Top of GIVEN ENTRIES

PR #1372, opened 2025-05-19
fix: Truncate API request first, then truncate chat history

leigaol:
## Problem
This is a follow up of https://github.com/aws/language-servers/pull/1368.

The history truncation is already done in https://github.com/aws/language-servers/blob/main/server/aws-lsp-codewhisperer/src/language-server/agenticChat/tools/chatDb/chatDb.ts#L450

## Solution

Do not truncate history message by length

## License


server/aws-lsp-codewhisperer/src/language-server/agenticChat/agenticChatController.ts
```diff
@@ -830,20 +830,6 @@ export class AgenticChatController implements ChatHandlers {
             request.conversationState.currentMessage.userInputMessage.userInputMessageContext.editorState.document =
                 truncatedCurrentDocument
         }
```
tsmithsz, line 832: We need to factor in the existing history length into the `remainingCharacterBudget` right?

leigaol: updated.

tsmithsz (approved):

PR #1373, opened 2025-05-19
fix: missing handle connection expired error for inline suggestions

zixlin7:
## Problem
https://github.com/aws/language-servers/pull/1001 (connection expired error handling) was negated by https://github.com/aws/language-servers/pull/1299
## Solution
add back changes in #1001 and add unit test

## License

### DIFF
--- a/server/aws-lsp-codewhisperer/src/language-server/inline-completion/codeWhispererServer.ts
+++ b/server/aws-lsp-codewhisperer/src/language-server/inline-completion/codeWhispererServer.ts
@@ -592,6 +592,14 @@ export const CodewhispererServerFactory =
             logging.log('Recommendation failure: ' + error)
             emitServiceInvocationFailure(telemetry, session, error)
 
+            if (error instanceof AmazonQError) {
+                throw error
+            }
+
+            if (hasConnectionExpired(error)) {
+                throw new AmazonQServiceConnectionExpiredError(getErrorMessage(error))
+            }
+
             sessionManager.closeSession(session)
 
             return EMPTY_RESULT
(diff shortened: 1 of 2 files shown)


server/aws-lsp-codewhisperer/src/language-server/inline-completion/codeWhispererServer.ts
```diff
@@ -592,6 +592,14 @@ export const CodewhispererServerFactory =
             logging.log('Recommendation failure: ' + error)
             emitServiceInvocationFailure(telemetry, session, error)
 
+            if (error instanceof AmazonQError) {
+                throw error
+            }
+
+            if (hasConnectionExpired(error)) {
+                throw new AmazonQServiceConnectionExpiredError(getErrorMessage(error))
```
awschristou, line 600: image
Some of the missing code involves wrapping the exception and returning the standardized `ResponseError` (which is part of the standard LSP Protocol). Is ResponseError being returned from somewhere higher in the call chain, or does this code require some sort of wrapping?

zixlin7: thanks! I added the translate logic back in latest commit, not sure why it was originally nested but I think this should have the same effect?

server/aws-lsp-codewhisperer/src/language-server/inline-completion/codeWhispererServer.ts
```diff
@@ -594,6 +594,22 @@ export const CodewhispererServerFactory =
...
+                translatedError = new AmazonQServiceConnectionExpiredError(getErrorMessage(error))
+            }
+
+            if (translatedError instanceof AmazonQError) {
+                throw new ResponseError(
+                    LSPErrorCodes.RequestFailed,
+                    error.message || 'Error processing suggestion requests',
+                    {
+                        awsErrorCode: (error as AmazonQError).code,
+                    }
```
awschristou, line 609: `message` and `code` are pulled from `error`. 
Should these be pulled from `translatedError`?

awschristou (approved):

Bottom of GIVEN ENTRIES

**DESCRIPTION OF THE TASK:** In the entries above, count each line with "awschristou"; reply with the total only.

**REPLY TO THE TASK:** 3